PR #5358, opened 2024-07-31
feat: Add dashboard state to error telemetry to better debug errors

AdityaHegde:
closes https://github.com/rilldata/rill-private-issues/issues/511

### DIFF
--- a/web-common/src/metrics/ErrorEventHandler.ts
+++ b/web-common/src/metrics/ErrorEventHandler.ts
@@ -33,7 +33,7 @@ export class ErrorEventHandler {
         error.status ?? "",
         error.message ?? "unknown error",
         screenName,
-        this.getDashboardState(),
+        get(page).url.toString(),
       );
       return;
     } else {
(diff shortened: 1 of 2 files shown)


web-common/src/metrics/ErrorEventHandler.ts
```diff
@@ -133,6 +142,12 @@ export class ErrorEventHandler {
       screenName,
       stack,
       message,
+      dashboardState,
     ]);
   }
+
+  private getDashboardState() {
+    // TODO: we need to also save other params that get added after
```
ericpgreen2, line 150: What about just storing the whole URL? The main goal is to make it easier to reproduce bugs, so it'd be great if we can just copy/paste the URL into our browser.

AdityaHegde: Ya i thought we save org & project. I guess not, so it makes sense to do this

ericpgreen2 (approved):
Good from the frontend POV. @esevastyanov, can you please augment the data pipeline with this new `pageURL` field?

nishantmonu51 (approved):

nishantmonu51:
merging it, Lets create a separate ticket for the pipeline work.

esevastyanov:
Created a [ticket](https://github.com/rilldata/rill-private-issues/issues/525)

PR #5359, opened 2024-07-31
feat: Add pylon to rill developer

AdityaHegde:
With the new login/logout within rill developer we also can support pylon chat support in there.

This PR adds it to the avatar dropdown and deploy screen when there is a failure.


web-common/src/features/help/initPylonChat.ts
```diff
@@ -1,4 +1,4 @@
-import type { V1User } from "../../client";
+import type { V1User } from "@rilldata/web-admin/client";
```
ericpgreen2, line 1: `web-common` should not import anything from `web-local` or `web-admin`. Now that Rill Developer has more interaction with the admin server, I wonder if we should move the `web-admin/client` to `web-common` and rename `web-admin` to `web-cloud` for clarity. (Though this should certainly happen in a separate PR.)

ericpgreen2 (commented):
UXQA –
1. When you're logged-out of Rill Developer, the "Contact Rill Support" button doesn't work because there's no email address to use to initialize the Pylon chat. Like the Cloud UI, we should hide it for now. Unless @ericokuma @mindspank @AndrewRTsao @jkhwu have something else in mind.
2. I notice we have duplication between the legacy Rill Developer footer & the menu in the Local Avatar Button. @ericokuma @mindspank, can we remove "Documentation" and "Ask a question" from the legacy footer? And can we move "Report an issue" from the legacy footer to the avatar menu?

web-common/src/features/help/initPylonChat.ts
AndrewRTsao: Agreed we should hide Pylon if they're logged out. Two options that come to mind:
1. We simply hide the Contact Rill Support button (and/or use the previous link to community)
2. We keep the Contact Rill Support button but let them email support@rilldata.com instead (we could trigger an email form while requiring them to share an email address)

If trivial, I think option 2 might be better to help build engagement (and we would still retain attribution) but will let Product make the final call.

AdityaHegde: @ericpgreen2 Ya makes sense. Update to not use admin's model. For moving clients to common, I disagree. We can only use those clients on cloud. Any communication has to go through the local server.

@AndrewRTsao Hiding the button for now. We can do a follow up to send an email in cloud as well.

mindspank: It's fine to remove the duplicated entries in the footer

web-common/src/features/help/initPylonChat.ts
```diff
@@ -1,11 +1,15 @@
-import type { V1User } from "../../client";
-
 const appId = import.meta.env.RILL_UI_PUBLIC_PYLON_APP_ID as string;
 
+export type UserLike = {
+  email: string;
+  displayName: string;
+  photoUrl: string;
+};
+
```
ericpgreen2, line 8: Nice solution to the import problem. Mind just adding a comment to explain the situation?

ericpgreen2 (approved):

PR #5364, opened 2024-07-31
Disable big number tooltip in expanded time series metrics

### LINKED ISSUE #5352: Flickering big number tooltip when switching views
**Describe the bug**
The big number tooltip flickers when switching between Overview and Measure views. See recording.

**To Reproduce**
1. Go to a project
2. Import https://gist.githubusercontent.com/nicosuave/1f2ce1bf82d6461151e9531f0f0a5206/raw/73438edfc469d90a7d8e56d6564905be2f51890a/trips.csv
3. Click on the measure
4. Now click on ← Overview in the measure view
5. Once you're back in the overview, repeat step 2 and step 3
6. Pay attention to the top left, the tooltip is anchored to the top left of the page.

**Expected behavior**
The tooltip shouldn't anchor to the top left of the page when switching between Overview and Measure view.

**Recording**

https://github.com/user-attachments/assets/6612b07b-b7f6-4431-a0b1-dd7e51716945

lovincyrus:
Disable the big number tooltip when switching between Overview and Measure views. Fixes #5352

See before: https://github.com/rilldata/rill/issues/5352#issue-2438372614

After

https://github.com/user-attachments/assets/725aa77e-46bf-4f9c-80d5-dc889e52e40e

### DIFF
--- a/web-common/src/features/dashboards/time-series/MetricsTimeSeriesCharts.svelte
+++ b/web-common/src/features/dashboards/time-series/MetricsTimeSeriesCharts.svelte
@@ -372,7 +372,6 @@
           <MeasureBigNumber
             {measure}
             value={bigNum}
-            isMeasureExpanded={isInTimeDimensionView}
             {showComparison}
             {comparisonValue}
             errorMessage={$timeSeriesDataStore?.error?.totals}
--- a/web-common/src/features/dashboards/time-series/MetricsTimeSeriesCharts.svelte
+++ b/web-common/src/features/dashboards/time-series/MetricsTimeSeriesCharts.svelte
@@ -372,6 +372,7 @@
           <MeasureBigNumber
             {measure}
             value={bigNum}
+            isMeasureExpanded={isInTimeDimensionView}
             {showComparison}
             {comparisonValue}
             errorMessage={$timeSeriesDataStore?.error?.totals}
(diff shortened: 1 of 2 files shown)


web-common/src/features/dashboards/time-series/MetricsTimeSeriesCharts.svelte
```diff
@@ -372,7 +372,6 @@
           <MeasureBigNumber
             {measure}
             value={bigNum}
-            isMeasureExpanded={isInTimeDimensionView}
```
djbarnwal, line 375: We need this prop for the "Big Number" component because the component is a button in the explore screen and a div in the Time dimension detail screen. It's also styled a bit differently (tile vs plain). Removing this also removes that behavior.

djbarnwal (changes requested):

web-common/src/features/dashboards/time-series/MetricsTimeSeriesCharts.svelte
lovincyrus: Ah, I noticed the style changes when the prop is removed. Passing isInTimeDimensionView to BigMeasureNumber causes the tooltip to flash briefly during transitions from Overview to Measure view. Ideally, we should disable the tooltip during these page transitions.

I'll explore other ways to remove the tooltip flashes and keep the div/button style.

lovincyrus: Addressed

https://github.com/user-attachments/assets/15252cab-7256-4224-865a-6f17ca4e4c0d

lovincyrus:
Demo:

https://github.com/user-attachments/assets/15252cab-7256-4224-865a-6f17ca4e4c0d

djbarnwal (approved):
Looks good!

Issue #5039, opened 2024-06-06
readonly mode should not allow arbitrary file listing or listing sensitive project variables/env values


dweinstein:
**Is your feature request related to a problem? Please describe.**
rill CLI currently starts a server that allows listing files (e.g., `.env` and allows retrieval of (potentially) sensitive project variables, like postgresql URL with username/passwords)

**Describe the solution you'd like**
Readonly mode should only display dashboards and allow basic export data.

**Describe alternatives you've considered**

**Additional context**
A developer could browser to a website, while using rill developer CLI, (`rill start`) that makes an XHR to the developer's machine via `fetch('http://localhost:9009/v1/instances/default?sensitive=true')` to grab the values and possibly gain access to sensitive information. This could leak sensitive information

mindspank:
@begelundmuller related to what we discussed previously.

begelundmuller:
So there are two problems here:
1. The regular experience does not apply CORS and CSP policies that guard against XHR to localhost from other websites. Changing it to only allow requests from `localhost` may break the experience for people who self-host local Rill today.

_ _ _

Work task: With "project" as the string to match, show every line of the entries above that has it.

Exercise response:
AdityaHegde: Ya i thought we save org & project. I guess not, so it makes sense to do this
1. Go to a project
readonly mode should not allow arbitrary file listing or listing sensitive project variables/env values
rill CLI currently starts a server that allows listing files (e.g., `.env` and allows retrieval of (potentially) sensitive project variables, like postgresql URL with username/passwords)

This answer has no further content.